Cross-disciplinary science is the future
After more than 10 years of setting up labs at the University of Cape Town, connecting with colleagues and conducting clinical trials, we’re starting to make progress at the Scientific Computing Research Unit. We are not a cancer institute, although our interdisciplinary labs are chasing the same goals as many dedicated global cancer research centres: an accurate, low-cost, and non-invasive diagnostic test for cancer.
We are also competing with the most well-resourced research centres across the globe on a budgetary ratio of a dollar to their millions. And yet, we punch above our weight by using a unique approach of learning from diagnostic genomic patterns to design therapeutics.

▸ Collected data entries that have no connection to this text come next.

PR #897, opened 2023-07-17
ir+lower: remove old TIR `stores()` API and migrate to new methods

feds01:


compiler/hash-lower/src/build/into.rs
```diff
@@ -193,16 +192,13 @@ impl<'tcx> BodyBuilder<'tcx> {
...
-                    FnCallTermKind::LogicalBinOp(op, _, _) => {
+                    FnCallTermKind::LogicalBinOp(op, lhs_term, rhs_term) => {
                         let (short_circuiting_block, mut else_block, join_block) = (
                             self.control_flow_graph.start_new_block(),
                             self.control_flow_graph.start_new_block(),
                             self.control_flow_graph.start_new_block(),
                         );
 
-                        let lhs_term = self.stores().args().get_at_index(*args, 1).value;
-                        let rhs_term = self.stores().args().get_at_index(*args, 2).value;
```
feds01, line 204: Might be responsible for different IR gen?

compiler/hash-lower/src/build/rvalue.rs
```diff
@@ -23,41 +23,39 @@ use crate::build::category::RValueKind;
 
 impl<'tcx> BodyBuilder<'tcx> {
     /// Construct an [RValue] from the given [ast::Expr].
-    pub(crate) fn as_rvalue(&mut self, mut block: BasicBlock, term_id: TermId) -> BlockAnd<RValue> {
-        // @@Temporary: replace with get_ref();
-        let term = self.stores().term().get(term_id);
-        let span = self.span_of_term(term_id);
+    pub(crate) fn as_rvalue(&mut self, mut block: BasicBlock, term: TermId) -> BlockAnd<RValue> {
```
feds01, line 26: rename `term` to `rvalue` for clarity

compiler/hash-lower/src/build/into.rs
kontheocharis: Not sure what you mean

feds01: Im investigating why ir changed, its a self comment

feds01: Yeah, this is actually a bug in lowering that I accidentally discovered, it should be that I need to get the `2` and `3` arguments.

tests/cases/lowering/early_returns.stdout
```diff
@@ -9,9 +9,10 @@ boo := (_1: i32, _2: i32) -> i32 {
     mut _3: bool;
     mut _4: bool;
     mut _5: bool;
-    mut _6: i32;
+    mut _6: bool;
```
kontheocharis, line 12: I'm guessing this is the difference?

kontheocharis (approved):

PR #903, opened 2023-07-18
Move out static store implementation from TIR to utils

### LINKED ISSUE #900: utils: Factor out "static" store logic to utils so that other parts of the compiler can use it
The TIR currently does its own magic to have access to static stores and access values through IDs. This can be factored out into `hash-utils` so that more parts of the compiler can use static stores.

feds01:
- tir: parameterise store macros with `store_source`
- tir: rename `global_stores()` to `tir_stores()`
- tir: make `stores!` macro use a parameterised name
- utils: remove `append-only-store` variant
- utils(store): split up various stores into their own modules
- tir: rename `tir_sequence_*` macros to `static_sequence_*`
- utils(store): move static store implementation into `hash_utils::store`

Whilst we're at it, we could move everything here into `hash-storage` or rename `hash-alloc` into `hash-storage` and move things there?

closes #900


kontheocharis (dismissed):
GG, looks great. I think moving to alloc and renaming to storage is a good idea.

feds01:
> GG, looks great. I think moving to alloc and renaming to storage is a good idea.

should I do this in the current PR?

kontheocharis:
Yes I think so

feds01:
> Yes I think so
Done!

kontheocharis (approved):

Technology is reshaping medicine, making laboratory science a central pillar of patient care. Computational scientists have the potential to analyse problems and provide understanding through models at an incomprehensible pace by training machine learning algorithms on complex data.
Combine this with the power of multi-disciplinary science — integrating the perspectives of biologists, chemists, physical and computational scientists, and clinical scientists — means a multitude of insights and intuitions that are far greater than the sum of their parts.
Computational modelling has a central role to play in the future of medicinal research — especially in its role to reach across academic disciplines and form multi-skilled teams to combat this complex disease.
While my loss was personal, I know I share this pain with almost everyone reading these words. For my son, early molecular diagnosis brought relief. For me, it was a new course of molecular therapy that has given me more time.
And I am happy to use this time to join my clinical and scientific collaborators working to detect cancer early using our unique strategy of analysing biomarker patterns for clues, and to be building a new class of cancer drugs.
Together, we are stepping out of our singular paths into a new multidisciplinary highway that promises accelerated solutions to one of the most complex healthcare challenges facing humanity.
Optimism has now replaced my helpless feelings.
Prof Kevin J Naidoo is Director of the Scientific Computing Research Unit at the University of Cape Town, and South African Research Chair in Scientific Computing.